The following code is detected by resharper to be able to be refactored:

if (!request.ExecuteLatestVersion.HasValue || !request.ExecuteLatestVersion.Value) {
   //do something
}

and it transforms to:

if (!request.ExecuteLatestVersion)
{
  //do something
}

Which visual studio is complaining that it can't cast a bool? into a bool, which makes sense.

I'm not sure if it should actually be refactored into:

if (request.ExecuteLatestVersion != true)
{
  //do something
}

Since both null and false are different than true. Although I wouldn't like that refactoring since it is no longer clear that it is a nullable flag and if someone changes that to "== false" it would have changed the logic by mistake.

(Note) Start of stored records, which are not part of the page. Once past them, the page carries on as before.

PR #32, opened 2018-07-24
Reorganise examples + use common build flags

alexdewar:
I've added a bunch of makefiles for projects and examples which weren't using them and tidied up the existing ones. I also added a small makefile to be included in the others with common parameters for CXXFLAGS and LINK_FLAGS and a couple of other little things. I have build-tested everything and fixed a few random warnings.

I've put all the examples into the Examples folder and there's a script in there which tries to build them all (this is partly with an eye to future CI....).


Examples/build_all_examples.sh
```diff
@@ -0,0 +1,28 @@
...
+    else
+        echo -e "\e[31m========== Building $project failed! ==========\e[39m"
+    fi
+    (( projectcount++ ))
+    cd ..
+done
+
+echo -e "\e[34m
+BUILD COMPLETED
+[$goodcount/$projectcount of the projects built successfully]\e[39m"
```
neworderofjamie: this would probably be nicer as a recursive make file - I think it can fairly easily be made to do this more tersely

Examples/ant_world_test/ant_world_test.cc
```diff
@@ -8,14 +8,14 @@
 #include <GLFW/glfw3.h>
 
 // BoB robotics includes
-#include "../hid/joystick.h"
+#include "hid/joystick.h"
```
neworderofjamie: It's much nicer not having ../ at the start of all the include!

Examples/camera_360_test/Makefile
```diff
@@ -0,0 +1,16 @@
...
+
+camera_360_test:
+	$(CXX) camera_360_test.cc $(CXXFLAGS) $(LINK_FLAGS) -o camera_360_test
+
+clean:
+	rm -f camera_360_test *.d
+
+%.d: ;
+
+-include camera_360_test.d
```
neworderofjamie: Does this definitely work? I thought the .d needed to be included before the target

Examples/camera_360_test/Makefile
```diff
@@ -0,0 +1,16 @@
+include ../../common/flags.mk
+CXXFLAGS += -I../..
+
+.PHONY: all clean
+
+all: camera_360_test
+
+camera_360_test:
```
neworderofjamie: Shouldn't this depend on the .cc and the .d?

common/flags.mk
```diff
@@ -0,0 +1,17 @@
+# This makefile is just an easy way to standardise the compiler flags we're using
+# between different samples/mini-libraries.
+#
+# Just put "-include ../common/flags.mk" in your makefile.
+
+CPP_STANDARD = c++14
```
neworderofjamie: I get super-confused  about the different sorts of equals in Makefiles but maybe this should be a ?= so you can set it and then include this. Also maybe add a comment that this is GeNN magic!

common/lm9ds1_imu.h
```diff
@@ -511,14 +512,14 @@ class LM9DS1
...
-                       [this](int16_t v, int16_t bias){ return v - bias; });
+                       [](int16_t v, int16_t bias){ return v - bias; });
     }
     
     void readAccel(int16_t (&data)[3])
     {
         readAccelGyroData(AccelGyroReg::OUT_X_L_XL, data);
         std::transform(std::begin(data), std::end(data), std::begin(m_AccelBias), std::begin(data),
-                       [this](int16_t v, int16_t bias){ return v - bias; });
+                       [](int16_t v, int16_t bias){ return v - bias; });
```
neworderofjamie: Good spot!

common/lm9ds1_imu.h
```diff
@@ -766,6 +767,8 @@ class LM9DS1
                 return 0.0175f;
             case GyroScale::DPS2000:
                 return 0.07f;
+            default:
```
neworderofjamie: As these are modern enums, surely this isn't necessary? Also if it is - it's definitely an error so should probably throw rather than return anything that could be ignored/cause maths horror

imgproc/opencv_optical_flow.h
```diff
@@ -68,16 +68,16 @@ class OpenCVOpticalFlow
 
     void render(cv::Mat &outputImage, unsigned int scale)
     {
-        assert(outputImage.cols == m_FlowX.cols * scale);
-        assert(outputImage.rows == m_FlowX.rows * scale);
+        assert(outputImage.cols == m_FlowX.cols * (int) scale);
```
neworderofjamie: maybe just change ``scale`` to an ``int`` and add ``assert(scale >= 1)`` - using ``unsigned int`` is a bad habit of mine

Examples/build_all_examples.sh
alexdewar: Good idea!

Examples/camera_360_test/Makefile
alexdewar: Good spot.

common/flags.mk
alexdewar: :+1:

common/lm9ds1_imu.h
alexdewar: I'd assume not, but gcc was giving me warnings (I think now that we have -Wpedantic enabled). It is a little odd. I suppose maybe theoretically one can cast a ``uint8_t`` to ``GyroScale`` even if it's not a valid value?

I'll change it to a throw instead.

imgproc/opencv_optical_flow.h
alexdewar: Ok, will do

Examples/build_all_examples.sh
alexdewar: I have just tried playing around with a makefile and it wasn't as easy as I thought... For some reason this:
```
%_test:
    $(MAKE) -C $@
```
...doesn't seem to find the folders and without pattern matching it ends up being quite clunky.

Also I deliberately made the script cleanbuild everything so that we can check if stuff has broken, so we don't want the makefile skipping any of the projects if they're already built.

common/lm9ds1_imu.h
neworderofjamie: Ahh ok - throw in that case! I feel newer gccs are getting _more_ pedantic - on Ubuntu 18 it raises some new warnings deep in a particularly agregious bit of GeNN

neworderofjamie:
How come we're not building everything with O2 (or even O3) if we're not debugging? In these glorious days of functioning open source compilers that doesn't **generally** break anything...

alexdewar:
It's more that we don't care about optimisation for the example programs, but we could equally go with -O2 across the board. I guess the difference in build time won't be much?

I don't want to turn this check off since there are other merges that actually work and the resulting refactor is not ambiguous. for example:

if (p == null || p.Arguments == null)

refactoring into

if (p?.Arguments == null)

The p?. actually lets the user know it is nullable. so it is not ambiguous.

And it is not only for negated (!) expressions. The same happens with the following:

bool executeLatestVersion = request.ExecuteLatestVersion.HasValue && request.ExecuteLatestVersion.Value;

gets refactored to:

bool executeLatestVersion = request.ExecuteLatestVersion;

which again VS complains about.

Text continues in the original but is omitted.